A High Court judge has praised the parties involved in a sensitive case where a mother was able to type her answers to cross-examination.

In what was acknowledged to be a highly unusual approach, the court in C (Children: Welfare) agreed with a suggestion from intermediary Paula Backen that the mother be shown written questions and then allowed to submit her responses in real time from the witness box. This allowed greater input from the mother who was contesting a local authority care order concerning her 12-year-old son.

In court, the mother’s answers were read out before moving to the next question, with advocates able to amend or ask additional questions which were typed in real time by Backen. Whilst the mother was questioned, she wore headphones that played white noise and minimised the stimuli that could have been distracting or distressing.

In a postscript to the ruling, His Honour Judge Moradifar said this was the first experience of such an approach by anyone involved, and at first prompted ‘understandable anxiety’.

‘However, this approach proved to be highly successful,’ said the judge. ‘The mother needed less frequent breaks and those breaks were of a shorter duration. Most importantly, it enabled the mother to fully participate and to be effectively questioned on the important issues in the case.’

The judge noted his gratitude to Backen and the lawyers whose efforts guaranteed the success of this ‘innovative’ approach.

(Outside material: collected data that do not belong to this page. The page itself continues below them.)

PR #326, opened 2024-06-16
Support an optional `aptosConnectConfig` user prop to set AptosConnect configuration

0xmaayan:


packages/wallet-adapter-react/src/WalletProvider.tsx
```diff
@@ -33,6 +33,7 @@ export interface AptosWalletProviderProps {
   plugins?: ReadonlyArray<Wallet>;
   optInWallets?: ReadonlyArray<AvailableWallets>;
   autoConnect?: boolean;
+  aptosConnectConfig?: { network: Network };
```
hardsetting: How about just calling the option "defaultNetwork", so we can reuse it for other sdk wallets if applicable / feels less hacky

packages/wallet-adapter-react/src/WalletProvider.tsx
```diff
@@ -54,6 +55,7 @@ const initialState: {
  * @param plugins Non AIP-62 supported wallet plugins array
  * @param optInWallets AIP-62 supported wallet names array to only include in the adapter wallets
  * @param autoConnect A boolean flag to indicate if the adapter should auto connect to a wallet
+ * @param aptosConnectConfig A JSON format configurations to connect with AptosConnect
```
hardsetting:
```suggestion
 * @param aptosConnectConfig configuration passed to the auto-injected AptosConnect plugin
```

also I wouldn't mention JSON if not in the context of serialization or transport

In his ruling, the judge found in favour of the local authority’s care plan for the child, who has complex and closely connected physical and emotional needs. He acknowledged the mother’s love and commitment to her son, as well as to a younger child who continues to live with her, but said it would be unrealistic to expect her to meet both children’s needs. The parents and children must first engage in a recommended therapeutic intervention, the success of which will dictate when and how the older child is to be returned to the mother’s care.